## Trigonometry (11th Edition) Clone

$$\frac{1+\sin\theta}{1-\sin\theta}-\frac{1-\sin\theta}{1+\sin\theta}=4\tan\theta\sec\theta$$ 2 sides are equal, so the expression is an identity.

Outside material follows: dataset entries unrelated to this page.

PR #2731, opened 2018-12-10
Fixes #2727 - Removes unecessary use of markdown-it

### LINKED ISSUE #2727: Removes unnecessary use of markdown-it
The Github API already [offers a markdown version](https://developer.github.com/v3/media/#html) for the requests we're making, so it's not necessary to use markdown-it to process our requests.

However we still need it to format users comments, so we're still using it on  all of the pages where people can write comments. It might be worth it to look for a more specific lib to do this job.

marimeireles:
I've removed the library and now webcompat shows emojis exactly like Github, for example `:smile:` will show 😄 .

r? @miketaylr


marimeireles:
But I'm having some issues with CSP. When Github tries to make a request to download an emoji that is a picture, I'm getting blocked. For example the `octocat` :octocat: emoji will cause the following error:

`Content Security Policy: The page’s settings blocked the loading of a resource at https://assets-cdn.github.com/images/icons/emoji/octocat.png (“img-src”).`

So if I understood correctly we have to update our Content-Security-Policy HTTP header adding the following address: https://assets-cdn.github.com/images/icons/emoji

marimeireles:
Sorry to ping you guys, I'm just running in too many issues with the tests & I'll keep trying tomorrow.
The tests are running on my computer but failing on CI, I'll also have to figure it out tomorrow.

marimeireles:
This PR depends on the approval of [PR#2739](https://github.com/webcompat/webcompat.com/pull/2739). Once that one is approved and a new PR fixing the fixtures be approved, this one should work.

miketaylr:
> This PR depends on the approval of [PR#2739](https://github.com/webcompat/webcompat.com/pull/2739). Once that one is approved and a new PR fixing the fixtures be approved, this one should work.

Can we just commit the fixtures generated by that tool here? Then we're not depending on it.

marimeireles:
@miketaylr 

Good idea. I'll try to make it work!

marimeireles:
>To note that #2739 will change as it will move to tools/ as discussed in the PR.

Yes, I'm aware of that. Even so, it wouldn't matter for this PR.
I talked to Mike yesterday and we got to the conclusion that this new tool will only be used to fetch new issues. As you said, some issues were fixed manually to work with the current test mode, so if we fetch them the way they're on `webcompat/webcompat-tests/issues` they're not gonna work. (I tried)

marimeireles:
@miketaylr could you tell me where this fixture come from?
https://github.com/webcompat/webcompat.com/blob/master/tests/fixtures/api/issues/15000.json

I couldn't find it using search.
Thanks!

karlcow:
@marimeireles 

> @miketaylr could you tell me where this fixture comes from?
> https://github.com/webcompat/webcompat.com/blob/master/tests/fixtures/api/issues/15000.json
> 
> I couldn't find it using search.
> Thanks!

So I made it. Let's [look at the GitHub blame](https://github.com/webcompat/webcompat.com/blame/master/tests/fixtures/api/issues/15000.json) to see who was the first author and which issue it belonged to. And it was for the issue #1828 

Are you asking which original issue? If I go to the number in the fixture, I get [an issue](https://github.com/webcompat/web-bugs/issues/15000), but its json response is slightly different. It doesn't matter.

But as you can see I tweaked the description, so that it would fit our use case for the pull request.
```
    "description": "issues which seemed to have been webcompat issues for the bug reporter but are in fact working in most circumstances. For example, network errors.",
```

It's an example of our [discussion about mocking](https://github.com/webcompat/webcompat.com/pull/2739#discussion_r241608605) not being necessary real issue.

marimeireles:
You found it! :)
Thanks for the effort Karl.

>It's an example of our discussion about mocking not being necessary real issue.

Yes. You're right.

Thank you Karl.
I wanted to find the real issue so I could take the Github flavored markdown and convert it to html using the tool I made. But, as you said, it doesn't matter since some issues are completely different.
What I'm doing now is using [curl](https://developer.github.com/v3/markdown/) to fetch the html.

Sorry for the delay to finish this PR. What I'm doing now is dealing with a ton of test errors that are happening because I changed the way we're fetching the issues. But I think it's totally worth it to spend as much time as I need to figure this out because not having to use this `markdown-it` lib will mean a great improvement for performance, specially for mobile users.

11/84 tests aren't passing on firefox and 1/84 on chrome. So I think there are at least some hours ahead of me.

marimeireles:
Ok @miketaylr, this beauty is ready to be approved.

webcompat/static/js/lib/issues.js
```diff
@@ -547,8 +547,10 @@ issues.MainView = Backbone.View.extend(
       var target =
         e.target.nodeName === "IMG"
           ? e.target
-          : e.target.nodeName === "P" && e.target.firstElementChild;
+          : e.target.nodeName === "P" && e.target.getElementsByTagName("img");
```
miketaylr: Can you help me understand this change?

marimeireles: Yes!
When I fetch new images from github using this html format githubs gives me a response that contains an image nested on a link, like this:

```
<p class="issue-details-nsfw">
    <a target="_blank" rel="noopener noreferrer" href="https://cloud.githubusercontent.com/assets/67283/15969039/bd82fae2-2ef3-11e6-800f-535785681b50.jpg">
        <img src="https://cloud.githubusercontent.com/assets/67283/15969039/bd82fae2-2ef3-11e6-800f-535785681b50.jpg" alt="29upbiv" style="max-width:100%;">. 
    </a>
</p>
```

And the original code was expecting something like this:

```
<p class="issue-details-nsfw">
    <img src="https://cloud.githubusercontent.com/assets/67283/15969039/bd82fae2-2ef3-11e6-800f-535785681b50.jpg" alt="29upbiv" style="max-width:100%;">. 
</p>
```

And every time I clicked on the image instead of only toggling the the blur on/off it was also opening the image in a new tab because of the <a>. So... I though I could just deactivate it, since Github fetches this automatically. You think it's bad implementation choice to do that way? And have a link that doesn't go everywhere? 
I could try to remove it when the issue is being fetched, so it wouldn't even be part of the code... Even though I don't know how I'd do that. Maybe with regex?

tests/functional/search-non-auth.js
```diff
@@ -36,7 +36,7 @@ registerSuite("Search (non-auth)", {
       return FunctionalHelpers.openPage(
         this,
         url("/issues"),
-        "[data-remotename=browser-android"
+        "[data-remotename=browser-android]"
```
miketaylr: 🔍 weird.

marimeireles: It was wrong, right?

webcompat/helpers.py
```diff
@@ -36,7 +36,7 @@
                   '127.0.0.1', 'localhost')
 FIXTURES_PATH = os.getcwd() + '/tests/fixtures'
 STATIC_PATH = os.getcwd() + '/webcompat/static'
-JSON_MIME = 'application/json'
+JSON_MIME = 'application/vnd.github.v3.html+json'
```
miketaylr: I think we probably don't want to request `html+json` for all JSON requests here. Perhaps we can add a new `HTML_JSON_MIME` or something, and use that where we need it?

(unless you've already verified we actually do need this for all JSON requests)

webcompat/static/js/lib/issues.js
miketaylr: Hm. I'm not sure about what the right thing to do is here... I'll leave that up to you. :)

But we should use `querySelector` instead of `getElementsByTagName` for the reasons mentioned above.

And [using regex to parse & manipulate HTML is super painful](https://blog.codinghorror.com/parsing-html-the-cthulhu-way/). If we have to go that way, it would make more sense to manipulate the DOM when we render the body/comment, the way you already are doing.

It's maybe possible to just prevent the default action on that `<a>` and dispatch a click on the `, but I'm not sure it's worth the extra effort for such a corner case feature.

tests/functional/search-non-auth.js
miketaylr: (yeah, i'm mostly concerned that we didn't know until you saw it 😄 )

webcompat/helpers.py
miketaylr: Here's all the uses of `JSON_MIME` in this file:

https://github.com/webcompat/webcompat.com/blob/b2619d99a2ad85852ac47fa4c7d1fb24799efb18/webcompat/helpers.py#L190
https://github.com/webcompat/webcompat.com/blob/b2619d99a2ad85852ac47fa4c7d1fb24799efb18/webcompat/helpers.py#L203
https://github.com/webcompat/webcompat.com/blob/b2619d99a2ad85852ac47fa4c7d1fb24799efb18/webcompat/helpers.py#L373

So you're saying it's expected behavior to be requesting `vnd.github.v3.html+json` in all those places? Doesn't that mean we're sending that MIME on every `api_request`, for example? https://github.com/webcompat/webcompat.com/blob/b2619d99a2ad85852ac47fa4c7d1fb24799efb18/webcompat/helpers.py#L450

It's entirely possible it doesn't make a visible difference -- and the fact that you pass all tests is probably indicative of that. What I'm wondering is if we should only request `vnd.github.v3.html+json` when we actually want an html response.

miketaylr: @marimeireles maybe this *is* what we want, don't take my questions to mean you're doing something wrong :). I guess my question is, is there a situation where we aren't requesting HTML from GitHub, just plain JSON? Or is it all HTML now?

miketaylr: Here's one: 

screen shot 2018-12-21 at 9 52 34 am

Perhaps we need @karlcow to chime in on this. I'm not sure what the consequences are for this change (claiming `application/json` is `application/vnd.github.v3.html+json` when it isn't). I think we're breaking HTTP semantics by doing so.

marimeireles: >So you're saying it's expected behavior to be requesting vnd.github.v3.html+json in all those places?

Yes.

>I guess my question is, is there a situation where we aren't requesting HTML from GitHub, just plain JSON? Or is it all HTML now?

It's still a JSON, the same JSON we had before. I made only small changes on the JSONs to replace markdown for HTML. Here is an example of the kind of changes I did:

```
removed: "body": "\n**URL**: www.mmmmm.com\n**Browser**: Firefox\n**Version**: 30\n\nThe site asks me to upgrade",
added: "body_html": "<p><strong>URL</strong>: <a href=\"http://www.mmmmm.com\" rel=\"nofollow\">www.mmmmm.com</a><br> <strong>Browser</strong>: Firefox<br> <strong>Version</strong>: 30</p> <p>The site asks me to upgrade</p>",
```

The only part where we're still using markdown-it is for rendering the comments that the user writes on the website, because we need to send them as markdown to github and also because immediately after the user sends a comment we show the rendered comment on the webpage (without making any request to Github), so we need the lib to do that for us. 

But when we fetch the files from github we're also fetching the comments as HTML, everything we fetch from Github is HTML and IMO it's not necessary to use `application/json` anymore. If you think it's mandatory to use it somewhere because of some reason I didn't think of then I'd have to change the code because as far as I'm concerned the program will only work with JSONs with HTML from now on, instead of JSONs with markdown.

> maybe this is what we want, don't take my questions to mean you're doing something wrong :)

Okay :)

marimeireles: >Perhaps we need @karlcow to chime in on this. I'm not sure what the consequences are for this change (claiming application/json is application/vnd.github.v3.html+json when it isn't). I think we're breaking HTTP semantics by doing so.

Me neither... We can wait for Karl, then. :)
According to [this](https://stackoverflow.com/a/20620606/10756713) answer on stackoverflow it doesn't change anything.
If we want to make things right... I think I'd just have to find how the `/webcompat/static/js/dist/issues.js` is generated and change the part that generates this:

```
    $.ajax({
      contentType: "application/json",
      data: JSON.stringify({
        milestone: statusObject.id,
        state: statusObject.state
      }),
      type: "PATCH",
      url: "/api/issues/" + $("main").data("issueNumber") + "/edit",
      success: _.bind(function() {
        var currentMilestone = _.find(this.get("milestones"), function(status) {
          return status.id === statusObject.id;
        });

        this.set("milestone", currentMilestone);
        this.issueModel.set("milestone", currentMilestone.name);
      }, this),
```

@karlcow am I in the right direction here?

webcompat/static/js/lib/issues.js
```diff
@@ -547,8 +547,10 @@ issues.MainView = Backbone.View.extend(
       var target =
         e.target.nodeName === "IMG"
           ? e.target
-          : e.target.nodeName === "P" && e.target.firstElementChild;
+          : e.target.nodeName === "P" && e.target.querySelectorAll("img");
```
marimeireles: @miketaylr is that what you expected?

miketaylr: @magsout almost! we should use [`querySelector`](https://developer.mozilla.org/en-US/docs/Web/API/Document/querySelector), not [`querySelectorAll`](https://developer.mozilla.org/en-US/docs/Web/API/Document/querySelectorAll). The former returns an Element, and the latter returns a NodeList.

marimeireles: okie, sry for that. I think it's fixed now.
I did something wrong the first time I tested with querySelector and it wanst working that's why I tried with querySelectorAll.

webcompat/helpers.py
miketaylr: > I think I'd just have to find how the `/webcompat/static/js/dist/issues.js` is generated

See https://github.com/webcompat/webcompat.com/blob/master/grunt-tasks/concat.js#L39

> and change the part that generates this

Not sure what you're thinking, but yes, milestone API requests and label API requests should be sending a non-HTML mimetype. I was thinking we could extend `api_request` to take a mime override argument for the cases where we are requesting non-`application/json`.

marimeireles: > milestone API requests and label API requests should be sending a non-HTML mimetype

Why do the milestones and labels can't request for a HTML?
The JSON file looks exactly the same, except for the markdown parts.
The only issue that I see is the one pointed [here](https://github.com/webcompat/webcompat.com/pull/2731#discussion_r243620137) about the content-type being wrong.
Sorry for insisting, but I really didn't understand.

> I was thinking we could extend api_request to take a mime override argument for the cases where we are requesting non-application/json.

Seems like a good solution, if we'll have to fetch application/json.

miketaylr: Here's an example of requesting the labels as `html+json`:

```
🐓 http --print=hH GET https://api.github.com/repos/webcompat/web-bugs/labels **Accept:'application/vnd.github.v3.html+json'**
GET /repos/webcompat/web-bugs/labels HTTP/1.1
Accept: application/vnd.github.v3.html+json
Accept-Encoding: gzip, deflate
Connection: keep-alive
Host: api.github.com
User-Agent: HTTPie/1.0.0

HTTP/1.1 200 OK
Access-Control-Allow-Origin: *
Access-Control-Expose-Headers: ETag, Link, Location, Retry-After, X-GitHub-OTP, X-RateLimit-Limit, X-RateLimit-Remaining, X-RateLimit-Reset, X-OAuth-Scopes, X-Accepted-OAuth-Scopes, X-Poll-Interval, X-GitHub-Media-Type
Cache-Control: public, max-age=60, s-maxage=60
Content-Encoding: gzip
Content-Security-Policy: default-src 'none'
**Content-Type: application/json; charset=utf-8**
Date: Fri, 21 Dec 2018 21:35:28 GMT
ETag: W/"0c4c97b020aa6958117b5d8f3cad9bf6"
Link: <https://api.github.com/repositories/17914657/labels?page=2>; rel="next", <https://api.github.com/repositories/17914657/labels?page=5>; rel="last"
Referrer-Policy: origin-when-cross-origin, strict-origin-when-cross-origin
Server: GitHub.com
Status: 200 OK
Strict-Transport-Security: max-age=31536000; includeSubdomains; preload
Transfer-Encoding: chunked
Vary: Accept
X-Frame-Options: deny
X-GitHub-Media-Type: github.v3; param=html; format=json
X-GitHub-Request-Id: CD59:4747:1C34DB6:476FBBA:5C1D5C9F
X-RateLimit-Limit: 60
X-RateLimit-Remaining: 46
X-RateLimit-Reset: 1545431394
```

We requested `...html+json`, but GitHub just sent us back `application/json`, presumably because today that's all they support. I think it's problematic for the server to claim the content type is `...html+json`, because it isn't.

> Why do the milestones and labels can't request for a HTML?

They can, but a follow-up question is *why* would we request `...html+json` for labels or milestones? If one day GitHub sent back an actual HTML+JSON response, and we expect just plain JSON, that would probably break parts of our app. The fact that today they return `application/json` today is useful, but we can't rely on that behavior, especially if we're explicitly requesting a different content type

I'm also concerned about breaking HTTP semantics by **claiming** we're returning `application/vnd.github.v3.html+json` in all API requests, when in fact we're not -- we've just hard-coded that value. I suppose we've just been lucky that we've only requested `application/json` in the past, so hardcoding wasn't an obvious issue.

(and yes, this feels very theoretical and who cares, etc., but I think it's worth doing it right because it might lead to bugs or confusion in the future, in ways we can't predict 😸 ).

I think a path forward here is to be explicit about what we're requesting (sensible defaults make sense, with a way to override), and for responses proxy the **actual** `Content-Type` header value returned from GitHub.

marimeireles: >but we can't rely on that behavior, especially if we're explicitly requesting a different content type

I see your point and I totally agree.

> (and yes, this feels very theoretical and who cares, etc., but I think it's worth doing it right because it might lead to bugs or confusion in the future, in ways we can't predict 😸 ).

I think it's super important to write a good code so we don't struggle with it in the future. We'll probably save time doing thins the right way. :)

marimeireles: Thank you a lot for the discussion guys.
I'll start implementing these changes.

tests/fixtures/api/issues/252.json
```diff
@@ -76,7 +76,7 @@
   "created_at": "2015-03-09T22:01:56Z",
   "updated_at": "2015-06-19T22:10:58Z",
   "closed_at": null,
-  "body": "<!-- @browser: Firefox 38.0 -->\n<!-- @ua_header: Mozilla/5.0 (Macintosh; Intel Mac OS X 10.10; rv:38.0) Gecko/20100101 Firefox/38.0 -->\n\n**URL**: www.miketaylr.com\n**Browser / Version**: Firefox 38.0\n**Operating System**: Mac OS X 10.10\n**Problem type**: Layout is messed up\n\n**Steps to Reproduce**\n1) Navigate to: www.miketaylr.com\r\n2) …\r\n\r\nExpected Behavior:\r\nActual Behavior:\r\n\r\nNOT A GREAT SITE OK",
+  "body_html": "\nURL</strong>: <a href=\"http://www.miketaylr.com\" rel=\"nofollow\">www.miketaylr.com</a><br>\n<strong>Browser / Version</strong>: Firefox 38.0<br>\n<strong>Operating System</strong>: Mac OS X 10.10<br>\n<strong>Problem type</strong>: Layout is messed up</p>\n<p><strong>Steps to Reproduce</strong></p>\n<ol>\n<li>Navigate to: <a href=\"http://www.miketaylr.com\" rel=\"nofollow\">www.miketaylr.com</a></li>\n<li>…</li>\n</ol>\n<p>Expected Behavior:<br>\nActual Behavior:</p>\n<p>NOT A GREAT SITE OK</p>",
```
karlcow: Is this test fixture obsolete, used somewhere?

tests/fixtures/api/issues/252/comments.fafc13ba597647ded279ea1b663135a6.json
```diff
@@ -26,7 +26,7 @@
     },
     "created_at": "2015-03-10T14:49:52Z",
     "updated_at": "2015-03-10T14:49:52Z",
-    "body": "* one\r\n* two\r\n* three"
+    "body_html": "<ul>\n<li>one</li>\n<li>two</li>\n<li>three</li>\n</ul>"
```
karlcow: this doesn't seem to be used anywhere

tests/fixtures/api/issues/396.json
```diff
@@ -77,6 +77,6 @@
...
...9eWlzZWFyY2g7Zmk9Zml0O2dlPTAwNjYwMDtncz0wMEEzMDA7aD00MDA7dz03MTE-/http://www.educadictos.com/wp-content/uploads/2013/06/color.png.cf.png</a></li>\n<li>…</li>\n</ol>\n<p>Expected Behavior:</p>\n<p>Actual Behavior:</p>\n<p><a target=\"_blank\" rel=\"noopener noreferrer\" href=\"https://camo.githubusercontent.com/4ccd0c8db5142e00518b1d3be82d2fee5b923d10/687474703a2f2f73746167696e672e776562636f6d7061742e636f6d2f75706c6f6164732f323031362f352f30326637373230622d303030662d343966642d396330632d3265363761383433623430352e6a706567\"><img src=\"https://camo.githubusercontent.com/4ccd0c8db5142e00518b1d3be82d2fee5b923d10/687474703a2f2f73746167696e672e776562636f6d7061742e636f6d2f75706c6f6164732f323031362f352f30326637373230622d303030662d343966642d396330632d3265363761383433623430352e6a706567\" alt=\"Screenshot Description\" data-canonical-src=\"http://staging.webcompat.com/uploads/2016/5/02f7720b-000f-49fd-9c0c-2e67a843b405.jpeg\" style=\"max-width:100%;\"></a></p>\n<p><em>From <a href=\"https://webcompat.com/\" rel=\"nofollow\">webcompat.com</a> with <g-emoji class=\"g-emoji\" alias=\"heart\" fallback-src=\"https://github.githubassets.com/images/icons/emoji/unicode/2764.png\">❤️</g-emoji></em></p>",
```
karlcow: yoohoo this is used.

tests/fixtures/api/issues/70.json
```diff
@@ -82,7 +82,7 @@
   "created_at": "2014-06-09T22:43:30Z",
   "updated_at": "2015-07-30T18:59:10Z",
   "closed_at": null,
-  "body": "**URL**: www.💩.com\n**Browser**: Firefox\n**Version**: 30\n\nThe site asks me to upgrade\n",
+  "body_html": "<p><strong>URL</strong>: <a href=\"http://www.%F0%9F%92%A9.com\" rel=\"nofollow\">www.<g-emoji class=\"g-emoji\" alias=\"hankey\" fallback-src=\"https://github.githubassets.com/images/icons/emoji/unicode/1f4a9.png\">💩</g-emoji>.com</a><br>\n</strong>: Firefox<br>\n<strong>Version</strong>: 30</p>\n<p>The site asks me to upgrade</p>",
```
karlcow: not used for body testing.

$$\frac{1+\sin\theta}{1-\sin\theta}-\frac{1-\sin\theta}{1+\sin\theta}=4\tan\theta\sec\theta$$ We simplify the left side first, since it is obviously more complex-looking. $$A=\frac{1+\sin\theta}{1-\sin\theta}-\frac{1-\sin\theta}{1+\sin\theta}$$ $$A=\frac{(1+\sin\theta)^2-(1-\sin\theta)^2}{(1-\sin\theta)(1+\sin\theta)}$$ (we know that $a^2-b^2=(a-b)(a+b)$) $$A=\frac{[(1+\sin\theta)-(1-\sin\theta)][(1+\sin\theta)+(1-\sin\theta)]}{1-\sin^2\theta}$$ $$A=\frac{[1+\sin\theta-1+\sin\theta][1+\sin\theta+1-\sin\theta]}{1-\sin^2\theta}$$ $$A=\frac{2\sin\theta\times2}{1-\sin^2\theta}$$ $$A=\frac{4\sin\theta}{\cos^2\theta}$$ (from Pythagorean Identity: $1-\sin^2\theta=\cos^2\theta$) $$A=4\frac{\sin\theta}{\cos\theta}\frac{1}{\cos\theta}$$ We would apply the identities: $\frac{\sin\theta}{\cos\theta}=\tan\theta$ and $\frac{1}{\cos\theta}=\sec\theta$. That means, $$A=4\tan\theta\sec\theta$$ The expression is hence proved to be an identity, since both sides are equal.